Large Margin and Local Structure Preservation Sparse Representation Classifier for Alzheimer's Magnetic Resonance Imaging Classification

Alzheimer's disease (AD) is a progressive dementia in which the brain shrinks as the disease progresses. The use of machine learning and brain magnetic resonance imaging (MRI) for the early diagnosis of AD has a high probability of clinical value and social significance. Sparse representation classifier (SRC) is widely used in MRI image classification. However, the traditional SRC only considers the reconstruction error and classification error of the dictionary, and does not consider the global and local structural information between images, which results in unsatisfactory classification performance. Therefore, a large margin and local structure preservation sparse representation classifier (LMLS-SRC) is developed in this manuscript. The LMLS-SRC algorithm uses the classification large margin term based on the representation coefficient, which results in compactness between representation coefficients of the same class and a large margin between representation coefficients of different classes. The LMLS-SRC algorithm uses local structure preservation term to inherit the manifold structure of the original data.
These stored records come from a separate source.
PR #841, opened 2017-09-22
Implement Retry Logic for Cluster Selection

bfontecc007:
This is the second PR opened for retries. Closed #828

### DIFF
--- a/atomic_reactor/plugins/build_orchestrate_build.py
+++ b/atomic_reactor/plugins/build_orchestrate_build.py
@@ -14,13 +14,17 @@ from multiprocessing.pool import ThreadPool
 import yaml
 import json
 import os
+from operator import attrgetter
 import random
 from string import ascii_letters
 import time
 import logging
+from datetime import timedelta
+import datetime as dt
+import copy
 
 from atomic_reactor.build import BuildResult
-from atomic_reactor.plugin import BuildStepPlugin, BuildCanceledException
+from atomic_reactor.plugin import BuildStepPlugin
 from atomic_reactor.plugins.pre_reactor_config import get_config
 from atomic_reactor.plugins.pre_check_and_set_rebuild import is_rebuild
 from atomic_reactor.util import get_preferred_label, df_parser
@@ -35,6 +39,9 @@ ClusterInfo = namedtuple('ClusterInfo', ('cluster', 'platform', 'osbs', 'load'))
 WORKSPACE_KEY_BUILD_INFO = 'build_info'
 WORKSPACE_KEY_UPLOAD_DIR = 'koji_upload_dir'
 WORKSPACE_KEY_OVERRIDE_KWARGS = 'override_kwargs'
+FIND_CLUSTER_RETRY_DELAY = 15.0
+FAILURE_RETRY_DELAY = 10.0
+MAX_CLUSTER_FAILS = 20
 
 
 def get_worker_build_info(workflow, platform):
@@ -62,6 +69,61 @@ def override_build_kwarg(workflow, k, v):
     workspace = workflow.plugin_workspace.setdefault(key, {})
     override_kwargs = workspace.setdefault(WORKSPACE_KEY_OVERRIDE_KWARGS, {})
     override_kwargs[k] = v
+
+
+class UnknownPlatformException(Exception):
+    """ No clusters could be found for a platform """
+
+
+class AllClustersFailedException(Exception):
+    """ Each cluster has reached max_cluster_fails """
+
+
+class ClusterRetryContext(object):
+    def __init__(self, max_cluster_fails):
+        # how many times this cluster has failed
+        self.fails = 0
+
+        # datetime at which attempts can resume
+        self.retry_at = dt.datetime.utcfromtimestamp(0)
+
+        # the number of fail counts before this cluster is considered dead
+        self.max_cluster_fails = max_cluster_fails
+
+    @property
+    def failed(self):
+        """Is this cluster considered dead?"""
+        return self.fails >= self.max_cluster_fails
+
+    @property
+    def in_retry_wait(self):
+        """Should we wait before trying this cluster again?"""
+        return dt.datetime.now() < self.retry_at
+
+    def try_again_later(self, seconds):
+        """Put this cluster in retry-wait (or consider it dead)"""
+        if not self.failed:
+            self.fails += 1
+            self.retry_at = (dt.datetime.now() + timedelta(seconds=seconds))
+
+
+def wait_for_any_cluster(contexts):
+    """
+    Wait until any of the clusters are out of retry-wait
+
+    :param contexts: List[ClusterRetryContext]
+    :raises: AllClustersFailedException if no more retry attempts allowed
+    """
+    try:
+        earliest_retry_at = min(ctx.retry_at for ctx in contexts.values()
+                                if not ctx.failed)
+    except ValueError:  # can't take min() of empty sequence
+        raise AllClustersFailedException(
+            "Could not find appropriate cluster for worker build."
+        )
+
+    time_until_next = earliest_retry_at - dt.datetime.now()
+    time.sleep(max(timedelta(seconds=0), time_until_next).seconds)
 
 
 class WorkerBuildInfo(object):
@@ -171,7 +233,10 @@ class OrchestrateBuildPlugin(BuildStepPlugin):
 
     def __init__(self, tasker, workflow, platforms, build_kwargs,
                  osbs_client_config=None, worker_build_image=None,
-                 config_kwargs=None):
+                 config_kwargs=None,
+                 find_cluster_retry_delay=FIND_CLUSTER_RETRY_DELAY,
+                 failure_retry_delay=FAILURE_RETRY_DELAY,
+                 max_cluster_fails=MAX_CLUSTER_FAILS):
         """
         constructor
 
@@ -183,12 +248,22 @@ class OrchestrateBuildPlugin(BuildStepPlugin):
         :param worker_build_image: str, the builder image to use for worker builds
                                   (deprecated, use config_kwargs instead)
         :param config_kwargs: dict, keyword arguments to override worker configuration
+        :param find_cluster_retry_delay: the delay in seconds to try again reaching a cluster
+        :param failure_retry_delay: the delay in seconds to try again starting a build
+        :param max_cluster_fails: the maximum number of times a cluster can fail before being
+                                  ignored
         """
         super(OrchestrateBuildPlugin, self).__init__(tasker, workflow)
         self.platforms = set(platforms)
         self.build_kwargs = build_kwargs
         self.osbs_client_config = osbs_client_config
         self.config_kwargs = config_kwargs or {}
+        self.find_cluster_retry_delay = find_cluster_retry_delay
+        self.failure_retry_delay = failure_retry_delay
+        self.max_cluster_fails = max_cluster_fails
+        self.koji_upload_dir = self.get_koji_upload_dir()
+        self.fs_task_id = self.get_fs_task_id()
+        self.release = self.get_release()
 
         if worker_build_image:
             self.log.warning('worker_build_image is deprecated, use config_kwargs instead')
@@ -219,7 +294,8 @@ class OrchestrateBuildPlugin(BuildStepPlugin):
     def get_current_builds(self, osbs):
         field_selector = ','.join(['status!={status}'.format(status=status.capitalize())
                                    for status in BUILD_FINISHED_STATES])
-        return len(osbs.list_builds(field_selector=field_selector))
+        with osbs.retries_disabled():
+            return len(osbs.list_builds(field_selector=field_selector))
 
     def get_cluster_info(self, cluster, platform):
         kwargs = deepcopy(self.config_kwargs)
@@ -229,42 +305,38 @@ class OrchestrateBuildPlugin(BuildStepPlugin):
 
         conf = Configuration(**kwargs)
         osbs = OSBS(conf, conf)
-        try:
-            current_builds = self.get_current_builds(osbs)
-        except OsbsException as e:
-            # If the build is canceled reraise the error
-            if isinstance(e.cause, BuildCanceledException):
-                raise e
 
-            self.log.exception("Error occurred while listing builds on %s",
-                               cluster.name)
-            return ClusterInfo(cluster, platform, osbs, self.UNREACHABLE_CLUSTER_LOAD)
+        current_builds = self.get_current_builds(osbs)
 
         load = current_builds / cluster.max_concurrent_builds
         self.log.debug('enabled cluster %s for platform %s has load %s and active builds %s/%s',
                        cluster.name, platform, load, current_builds, cluster.max_concurrent_builds)
         return ClusterInfo(cluster, platform, osbs, load)
 
-    def choose_cluster(self, platform):
-        config = get_config(self.workflow)
-        clusters = [self.get_cluster_info(cluster, platform) for cluster in
-                    config.get_enabled_clusters_for_platform(platform)]
+    def get_clusters(self, platform, retry_contexts, all_clusters):
+        ''' return clusters sorted by load. '''
 
-        if not clusters:
-            raise RuntimeError('No clusters found for platform {}!'
-                               .format(platform))
+        possible_cluster_info = {}
+        candidates = set(copy.copy(all_clusters))
+        while candidates and not possible_cluster_info:
+            wait_for_any_cluster(retry_contexts)
 
-        reachable_clusters = [cluster for cluster in clusters
-                              if cluster.load != self.UNREACHABLE_CLUSTER_LOAD]
+            for cluster in sorted(candidates, key=attrgetter('priority')):
+                ctx = retry_contexts[cluster.name]
+                if ctx.in_retry_wait:
+                    continue
+                if ctx.failed:
+                    continue
+                try:
+                    cluster_info = self.get_cluster_info(cluster, platform)
+                    possible_cluster_info[cluster] = cluster_info
+                except OsbsException:
+                    ctx.try_again_later(self.find_cluster_retry_delay)
+            candidates -= set([c for c in candidates if retry_contexts[c.name].failed])
 
-        if not reachable_clusters:
-            raise RuntimeError('All clusters for platform {} are unreachable!'
-                               .format(platform))
-
-        selected = min(reachable_clusters, key=lambda c: c.load)
-        self.log.info('platform %s will use cluster %s',
-                      platform, selected.cluster.name)
-        return selected
+        ret = sorted(possible_cluster_info.values(), key=lambda c: c.cluster.priority)
+        ret = sorted(ret, key=lambda c: c.load)
+        return ret
 
     def get_release(self):
         labels = df_parser(self.workflow.builder.df_path, workflow=self.workflow).labels
@@ -353,17 +425,22 @@ class OrchestrateBuildPlugin(BuildStepPlugin):
 
         return task_id
 
-    def do_worker_build(self, release, cluster_info, koji_upload_dir, task_id):
+    def do_worker_build(self, cluster_info):
         workspace = self.workflow.plugin_workspace.get(self.key, {})
         override_kwargs = workspace.get(WORKSPACE_KEY_OVERRIDE_KWARGS, {})
 
         build = None
 
         try:
-            kwargs = self.get_worker_build_kwargs(release, cluster_info.platform,
-                                                  koji_upload_dir, task_id)
+            kwargs = self.get_worker_build_kwargs(self.release, cluster_info.platform,
+                                                  self.koji_upload_dir, self.fs_task_id)
             kwargs.update(override_kwargs)
-            build = cluster_info.osbs.create_worker_build(**kwargs)
+            with cluster_info.osbs.retries_disabled():
+                build = cluster_info.osbs.create_worker_build(**kwargs)
+        except OsbsException:
+            self.log.exception('%s - failed to create worker build.',
+                               cluster_info.platform)
+            raise
         except Exception:
             self.log.exception('%s - failed to create worker build',
                                cluster_info.platform)
@@ -389,29 +466,45 @@ class OrchestrateBuildPlugin(BuildStepPlugin):
                 except OsbsException:
                     pass
 
+    def select_and_start_cluster(self, platform):
+        ''' Choose a cluster and start a build on it '''
+
+        config = get_config(self.workflow)
+        clusters = config.get_enabled_clusters_for_platform(platform)
+
+        if not clusters:
+            raise UnknownPlatformException('No clusters found for platform {}!'
+                                           .format(platform))
+
+        retry_contexts = {
+            cluster.name: ClusterRetryContext(self.max_cluster_fails)
+            for cluster in clusters
+        }
+
+        while True:
+            possible_cluster_info = self.get_clusters(platform, retry_contexts, clusters)
+
+            for cluster_info in possible_cluster_info:
+                ctx = retry_contexts[cluster_info.cluster.name]
+                try:
+                    self.do_worker_build(cluster_info)
+                    return
+                except OsbsException:
+                    ctx.try_again_later(self.failure_retry_delay)
+                    # this will put the cluster in retry-wait when get_clusters runs
+
     def run(self):
-        release = self.get_release()
         platforms = self.get_platforms()
-        koji_upload_dir = self.get_koji_upload_dir()
-        task_id = self.get_fs_task_id()
 
         thread_pool = ThreadPool(len(platforms))
-        result = thread_pool.map_async(
-            lambda cluster_info: self.do_worker_build(release, cluster_info,
-                                                      koji_upload_dir, task_id),
-            [self.choose_cluster(platform) for platform in platforms]
-        )
+        result = thread_pool.map_async(self.select_and_start_cluster, platforms)
 
         try:
-            while not result.ready():
-                # The wait call is a blocking call which prevents signals
-                # from being processed. Wait for short intervals instead
-                # of a single long interval, so build cancellation can
-                # be handled virtually immediately.
-                result.wait(1)
+            result.get()
         # Always clean up worker builds on any error to avoid
         # runaway worker builds (includes orchestrator build cancellation)
         except Exception:
+            thread_pool.terminate()
             self.log.info('build cancelled, cancelling worker builds')
             if self.worker_builds:
                 ThreadPool(len(self.worker_builds)).map(
@@ -419,6 +512,9 @@ class OrchestrateBuildPlugin(BuildStepPlugin):
             while not result.ready():
                 result.wait(1)
             raise
+        else:
+            thread_pool.close()
+            thread_pool.join()
 
         annotations = {'worker-builds': {
             build_info.platform: build_info.get_annotations()
@@ -436,7 +532,7 @@ class OrchestrateBuildPlugin(BuildStepPlugin):
         }
 
         workspace = self.workflow.plugin_workspace.setdefault(self.key, {})
-        workspace[WORKSPACE_KEY_UPLOAD_DIR] = koji_upload_dir
+        workspace[WORKSPACE_KEY_UPLOAD_DIR] = self.koji_upload_dir
         workspace[WORKSPACE_KEY_BUILD_INFO] = {build_info.platform: build_info
                                                for build_info in self.worker_builds}
 
--- a/atomic_reactor/plugins/build_orchestrate_build.py
+++ b/atomic_reactor/plugins/build_orchestrate_build.py
@@ -171,11 +171,17 @@ class WorkerBuildInfo(object):
         return annotations
 
     def get_fail_reason(self):
+        fail_reason = {}
+        if self.monitor_exception:
+            fail_reason['general'] = repr(self.monitor_exception)
+        elif not self.build:
+            fail_reason['general'] = 'build not started'
+
         if not self.build:
-            return {'general': 'build not started'}
+            return fail_reason
+
         build_annotations = self.build.get_annotations() or {}
         metadata = json.loads(build_annotations.get('plugins-metadata', '{}'))
-        fail_reason = {}
         if self.monitor_exception:
             fail_reason['general'] = repr(self.monitor_exception)
 
@@ -482,7 +488,18 @@ class OrchestrateBuildPlugin(BuildStepPlugin):
         }
 
         while True:
-            possible_cluster_info = self.get_clusters(platform, retry_contexts, clusters)
+            try:
+                possible_cluster_info = self.get_clusters(platform,
+                                                          retry_contexts,
+                                                          clusters)
+            except AllClustersFailedException as ex:
+                cluster = ClusterInfo(None, platform, None, None)
+                build_info = WorkerBuildInfo(build=None,
+                                             cluster_info=cluster,
+                                             logger=self.log)
+                build_info.monitor_exception = repr(ex)
+                self.worker_builds.append(build_info)
+                return
 
             for cluster_info in possible_cluster_info:
                 ctx = retry_contexts[cluster_info.cluster.name]
--- a/tests/plugins/test_orchestrate_build.py
+++ b/tests/plugins/test_orchestrate_build.py
@@ -324,6 +324,8 @@ def test_orchestrate_build_annotations_and_labels(tmpdir, metadata_fragment):
                 'platforms': ['x86_64', 'ppc64le'],
                 'build_kwargs': make_worker_build_kwargs(),
                 'osbs_client_config': str(tmpdir),
+                'max_cluster_fails': 2,
+                'unreachable_cluster_retry_delay': .1
             }
         }]
     )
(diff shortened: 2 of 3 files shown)


atomic_reactor/plugins/build_orchestrate_build.py
```diff
@@ -231,40 +243,44 @@ def get_cluster_info(self, cluster, platform):
...
-        if not reachable_clusters:
-            raise RuntimeError('All clusters for platform {} are unreachable!'
-                               .format(platform))
-
-        selected = min(reachable_clusters, key=lambda c: c.load)
-        self.log.info('platform %s will use cluster %s',
-                      platform, selected.cluster.name)
-        return selected
+        reachable_clusters = sorted(reachable_clusters, key=lambda c: c.load)
+        return reachable_clusters
```
vrutkovs: nitpick: no need for additional var here

atomic_reactor/plugins/build_orchestrate_build.py
```diff
@@ -389,26 +406,45 @@ def do_worker_build(self, release, cluster_info, koji_upload_dir, task_id):
...
+
+        cluster_fails = Counter()
+        retry_at = {}
+        possible_clusters = None
+
+        while True:
+            if not clusters:
+                raise RuntimeError('Could not find appropriate cluster for worker build.')
+            possible_clusters = self.get_clusters(clusters, cluster_fails, platform, retry_at)
+            for cluster in possible_clusters or []:
```
vrutkovs: Instead of `or []` get clusters should return `[]` if no clusters found in `get_clusters`

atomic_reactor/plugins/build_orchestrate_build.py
PR #842, opened 2017-09-22
Import image ignore version release

lcarva:
This PR has two commit. The first one has functional changes.
The second is a cleanup of the code with no functional changes.

I figured now it's a good time to do this code cleanup since this
plugin needs to be tested again due to recent changes (including
the 1st commit in this PR).


lcarva:
> s it verified by not having a flexmocked ensure_image_stream_tag with args? If yes, could we add a comment about it?

Precisely. Added comment explaining.

lcarva:
Updated release notes draft:
> - `import_image` does not explicitly track version-release tags

PR #843, opened 2017-09-25
Flatpak: export a correct list of rpms to Koji

owtaylor:
This PR makes the list of RPMs that make up the archive that is sent to Koji correct for Flatpaks - previously it was the list of RPMs for the "base image" that is used to install RPMs into `/var/tmp/flatpak-build`.

Flatpak-specific checks and post-processing on the `rpm -qa` output are needed, so rather than extending the rpmqa plugin to be able to run `rpm -qa` on `/var/lib/flatpak-build`, logic is added into the `flatpak_create_oci plugin` instead, and the rpm list is moved to `workflow.image_components`, so different plugins can fill it in.


atomic_reactor/plugins/prepub_flatpak_create_oci.py
```diff
@@ -247,6 +254,108 @@ def _export_filesystem(self):
...
+        modules = self.source.compose.modules
+        base_module = self.source.compose.base_module
+
+        # Identify the module for the Flatpak runtime that this app runs against
+        runtime_module = None
+        for key in base_module.mmd.buildrequires.keys():
+            try:
+                module = modules[key]
+                if 'runtime' in module.mmd.profiles:
+                    runtime_module = module
```
twaugh: Should we `break` here?

atomic_reactor/rpm_util.py
```diff
@@ -0,0 +1,89 @@
...
+]
+
+
+def rpm_qf_args(tags=image_component_rpm_tags, separator=';'):
+    """
+    Return the arguments to pass to rpm to list RPMs in the format expected
+    by parse_rpm_output.
+    """
+
+    fmt = separator.join(["%%{%s}" % tag for tag in image_component_rpm_tags])
```
twaugh: Should this use `tags`?

atomic_reactor/rpm_util.py
```diff
@@ -0,0 +1,89 @@
...
+    'EPOCH',
+    'SIZE',
+    'SIGMD5',
+    'BUILDTIME',
+    'SIGPGP:pgpsig',
+    'SIGGPG:pgpsig',
+]
+
+
+def rpm_qf_args(tags=image_component_rpm_tags, separator=';'):
```
twaugh: Landscape.io complains that tags takes a dangerous default value because it is mutable. We should either default to `None` and handle the real default in the body, or add a comment to stop that warning.

atomic_reactor/rpm_util.py
```diff
@@ -0,0 +1,89 @@
...
+    """
+    Return the arguments to pass to rpm to list RPMs in the format expected
+    by parse_rpm_output.
+    """
+
+    fmt = separator.join(["%%{%s}" % tag for tag in image_component_rpm_tags])
+    return r"-qa --qf '{0}\n'".format(fmt)
+
+
+def parse_rpm_output(output, tags=image_component_rpm_tags, separator=';'):
```
twaugh: Landscape.io complains that tags takes a dangerous default value because it is mutable.

atomic_reactor/plugins/post_rpmqa.py
```diff
@@ -43,10 +32,13 @@ def __init__(self, tasker, workflow, image_id, ignore_autogenerated_gpg_keys=Tru
         self.ignore_autogenerated_gpg_keys = ignore_autogenerated_gpg_keys
 
     def run(self):
-        fmt = self.sep.join(["%%{%s}" % tag for tag in self.rpm_tags])
+        # If another component has already filled in the image component list, skip
+        if self.workflow.image_components is not None:
+            return None
```
twaugh: This line doesn't seem to get test coverage.

atomic_reactor/plugins/prepub_flatpak_create_oci.py
```diff
@@ -247,6 +254,108 @@ def _export_filesystem(self):
...
+            except KeyError:
+                pass
+
+        if runtime_module is None:
+            raise RuntimeError("Failed to identify runtime module in the buildrequires for {}"
+                               .format(base_module.name))
```
twaugh: This outcome isn't covered in unit tests.

atomic_reactor/plugins/prepub_flatpak_create_oci.py
```diff
@@ -247,6 +254,108 @@ def _export_filesystem(self):
...
+
+            # If it's not from the runtime, check that the specific package
+            # version was built in one of the app modules
+            if component['epoch'] is not None:
+                component_filename = \
+                    "{name}-{epoch}:{version}-{release}.{arch}.rpm".format(**component)
+            else:
+                # The PDC data has the misapprehension that epoch 0 is the same as no epoch
+                component_filename = \
+                    "{name}-0:{version}-{release}.{arch}.rpm".format(**component)
```
twaugh: This line isn't covered in unit tests.

atomic_reactor/plugins/prepub_flatpak_create_oci.py
owtaylor: Really, really precise handling would be to check that only one of the build dependencies is a runtime module, but I'm not expecting people to make that mistake in practice, so adding another error path seems unnecessary. First is  more self-explanatory than last, so I'll add the break.

atomic_reactor/plugins/prepub_flatpak_create_oci.py
owtaylor: Fixed.

atomic_reactor/plugins/prepub_flatpak_create_oci.py
owtaylor: Fixed.

atomic_reactor/rpm_util.py
owtaylor: Went with the None default, since it will read transparently and a comment would require more thinking on the part of a reader.

atomic_reactor/rpm_util.py
owtaylor: Good catch! this happened not to break anything because the tags list that koji_upload/koji_promote use are *smaller* than the default. No function is too small to unit test, apparently.

atomic_reactor/plugins/post_rpmqa.py
owtaylor: Fixed.

owtaylor:
OK, after some adventures in git rebasing, I think this covers all the requested changes.

PR #844, opened 2017-09-25
Export appropriate metadata to Koji for flatpaks

owtaylor:
In the extra data we send to Koji for a Flatpak build, include:

```    
'flatpak': True,
'source_modules': [<specified module for the build>],
'modules': [<resolved list of module name-stream-version>]
```
    
This is sufficient information to know when a rebuild needs to be triggered and to start a rebuild.

### DIFF
--- a/atomic_reactor/plugins/pre_resolve_module_compose.py
+++ b/atomic_reactor/plugins/pre_resolve_module_compose.py
@@ -43,11 +43,21 @@ class ModuleInfo(object):
 
 
 class ComposeInfo(object):
-    def __init__(self, compose_id, base_module, modules, repo_url):
+    def __init__(self, source_spec, compose_id, base_module, modules, repo_url):
+        self.source_spec = source_spec
         self.compose_id = compose_id
         self.base_module = base_module
         self.modules = modules
         self.repo_url = repo_url
+
+    def koji_metadata(self):
+        sorted_modules = [self.modules[k] for k in sorted(self.modules.keys())]
+
+        return {
+            'source_modules': [self.source_spec],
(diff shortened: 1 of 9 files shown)


atomic_reactor/plugins/pre_resolve_module_compose.py
```diff
@@ -206,13 +216,14 @@ def _resolve_compose(self):
         # makes things simpler.
         pdc_client = PDCClient(server=self.pdc_url, ssl_verify=not self.pdc_insecure, develop=True)
 
-        if self.compose_id is None:
-            if self.module_version is not None:
-                source = self.module_name + '-' + self.module_stream + '-' + self.module_version
-            else:
-                source = self.module_name + '-' + self.module_stream
+        if self.module_version is not None:
+            source_spec = self.module_name + '-' + self.module_stream + '-' + self.module_version
```
vrutkovs: What about:
```
source_spec = "{0}-{1}".format(self.module_name, self.module_stream)
if self.module_version:
    source_spec = "{0}-{1}".format(source_spec, self.module_version)
```

This would avoid concatenation and convert into strings properly

owtaylor:
I think string concatenation is pretty optimized, probably as fast as getting the format machinery involved for this, and the arguments are supposed to be strings, but sure, I've switched it to:

```
fmt = '{n}-{s}' if self.module_version is None else '{n}-{s}-{v}'
source_spec = fmt.format(n=self.module_name, s=self.module_stream, v=self.module_version)
```

(optimizing for readability.)

Also added information to koji.md.

vrutkovs:
Needs a rebase to resolve conflicts

owtaylor:
Rebased

PR #845, opened 2017-09-25
Give OCI images uploaded to Koji an appropriate filename

owtaylor:
Instead of docker-image-{id}.tar.gz, call uploaded OCI images oci-image-{id}.tar.gz.

This involves moving the logic of creating the filename into a new utility function util.get_image_upload_filename()


owtaylor:
Rebased to fix merge conflict.

PR #847, opened 2017-09-25
flatpak: fix errors if exit_store_metadata_in_osv3 runs on early failure

owtaylor:
If the build fails before the Dockerfile has been created, then `exit_store_metadata_in_osv3` was failing .

Fix problems if `build.base_image` and `build._df_path` are not set.

### DIFF
--- a/atomic_reactor/plugins/exit_store_metadata_in_osv3.py
+++ b/atomic_reactor/plugins/exit_store_metadata_in_osv3.py
@@ -193,13 +193,25 @@ class StoreMetadataInOSv3Plugin(ExitPlugin):
         except AttributeError:
             commit_id = ""
 
-        try:
-            base_image_id = self.workflow.base_image_inspect['Id']
-        except KeyError:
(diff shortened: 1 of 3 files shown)


atomic_reactor/plugins/exit_store_metadata_in_osv3.py
```diff
@@ -193,13 +193,24 @@ def run(self):
...
+            try:
+                base_image_id = self.workflow.base_image_inspect['Id']
+            except KeyError:
+                base_image_id = ""
+        else:
+            base_image_name = ""
             base_image_id = ""
 
+        try:
+            dockerfile_contents = open(self.workflow.builder.df_path).read()
```
twaugh: Should we use `with open(...) as ...` here?

owtaylor: Existing code, just moved around, but sure, I'll squeeze a fix for that in. (Will just include the fix in the patch, rather splitting it out, I think.)

PR #848, opened 2017-09-26
Move flatpak deps in a separate file

vrutkovs:
This would simplify CentOS/RHEL buildroot

### DIFF
--- a/requirements-flatpak.txt
+++ b/requirements-flatpak.txt
@@ -1,0 +1,4 @@
+modulemd
+pdc-client
+# https://pagure.io/modulemd/pull-request/46
+python-dateutil
--- a/requirements.txt
+++ b/requirements.txt
@@ -2,8 +2,4 @@ docker-py
 docker-squash>=1.0.0rc3
 dockerfile-parse>=0.0.5
 jsonschema
-modulemd
-pdc-client
-# https://pagure.io/modulemd/pull-request/46
-python-dateutil
 PyYAML
--- a/test.sh
+++ b/test.sh
@@ -67,6 +67,7 @@ if [[ $PYTHON_VERSION == 2* ]]; then
   $RUN $PIP install git+https://github.com/release-engineering/dockpulp
   $RUN $PIP install -r requirements-py2.txt
 fi
+$RUN $PIP install -r requirements-flatpak.txt
 $RUN $PIP install docker-squash
 $RUN $PYTHON setup.py install
 


tests/constants.py
```diff
@@ -24,7 +24,7 @@
 DOCKERFILE_ERROR_BUILD_PATH = os.path.join(FILES, 'docker-hello-world-error-build')
 DOCKERFILE_SUBDIR_PATH = os.path.join(FILES, 'df-in-subdir')
 
-FLATPAK_GIT = "git://pkgs.fedoraproject.org/modules/eog.git"
+FLATPAK_GIT = "http://pkgs.fedoraproject.org/modules/eog.git"
```
owtaylor:
```
$ git clone "git://pkgs.fedoraproject.org/modules/eog.git"
Cloning into 'eog'...
remote: Counting objects: 25, done.
remote: Compressing objects: 100% (24/24), done.
remote: Total 25 (delta 8), reused 0 (delta 0)
Receiving objects: 100% (25/25), done.
Resolving deltas: 100% (8/8), done.
```

Maybe there were transient problems - the service wasn't running? If we're going to change this, probably better to use: `https://src.fedoraproject.org/modules/eog.git` to get HTTPS. (Compare what https://src.fedoraproject.org/modules/eog shows for GIT URLs.) In any case, the commit subject doesn't match the commit.

atomic_reactor/plugins/pre_resolve_module_compose.py
```diff
@@ -25,8 +25,11 @@
 
 import os
 import re
-from modulemd import ModuleMetadata
-from pdc_client import PDCClient
+try:
+    from modulemd import ModuleMetadata
+    from pdc_client import PDCClient
```
owtaylor: is this just to avoid ` logger.warning("can't load module '%s': %r", f, ex)` in plugin.py or does it cause a failure somewhere? I'm basically OK with this, though it's a bit ugly. This approach does seem to be inconsistent with the handling of dockpulp, where the warning is left.

tests/constants.py
vrutkovs: Correct, I had some problems with Fedora Infra yesterday - I heard `git://` was disabled for outside hosts. Now it works fine, reverted that

atomic_reactor/plugins/pre_resolve_module_compose.py
vrutkovs: Agree, this change is not needed, removed

lcarva:
@rcerven, can you cherry-pick this into latest release branch.

lcarva:
Updated release notes draft:
> - flatpak dependencies are now in a separate file

PR #849, opened 2017-09-26
koji_promote adds media_type to build metadata fix

rcerven:

in prod build, pulp_pull runs as postbuild plugin and not as exit plugin in orchestrator

### DIFF
--- a/atomic_reactor/plugins/exit_koji_promote.py
+++ b/atomic_reactor/plugins/exit_koji_promote.py
@@ -566,7 +566,7 @@ class KojiPromotePlugin(ExitPlugin):
                     extra['filesystem_koji_task_id'] = task_id
 
         # Append media_types from pulp pull
-        pulp_pull_results = self.workflow.exit_results.get(PLUGIN_PULP_PULL_KEY)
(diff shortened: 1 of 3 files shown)


atomic_reactor/plugins/exit_koji_promote.py
```diff
@@ -566,7 +566,7 @@ def get_build(self, metadata):
                     extra['filesystem_koji_task_id'] = task_id
 
         # Append media_types from pulp pull
-        pulp_pull_results = self.workflow.exit_results.get(PLUGIN_PULP_PULL_KEY)
+        pulp_pull_results = self.workflow.postbuild_results.get(PLUGIN_PULP_PULL_KEY)
```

In addition, the LMLS-SRC algorithm imposes the l(2,1)-norm on the representation coefficients to enhance the sparsity and robustness of the model. Experiments on the KAGGLE Alzheimer's dataset show that the LMLS-SRC algorithm can effectively diagnose non AD, moderate AD, mild AD, and very mild AD.

Automated summary

This manuscript presents a new sparse representation classifier algorithm for the early diagnosis of Alzheimer's disease. The algorithm considers the structural information between images, which leads to improved classification performance.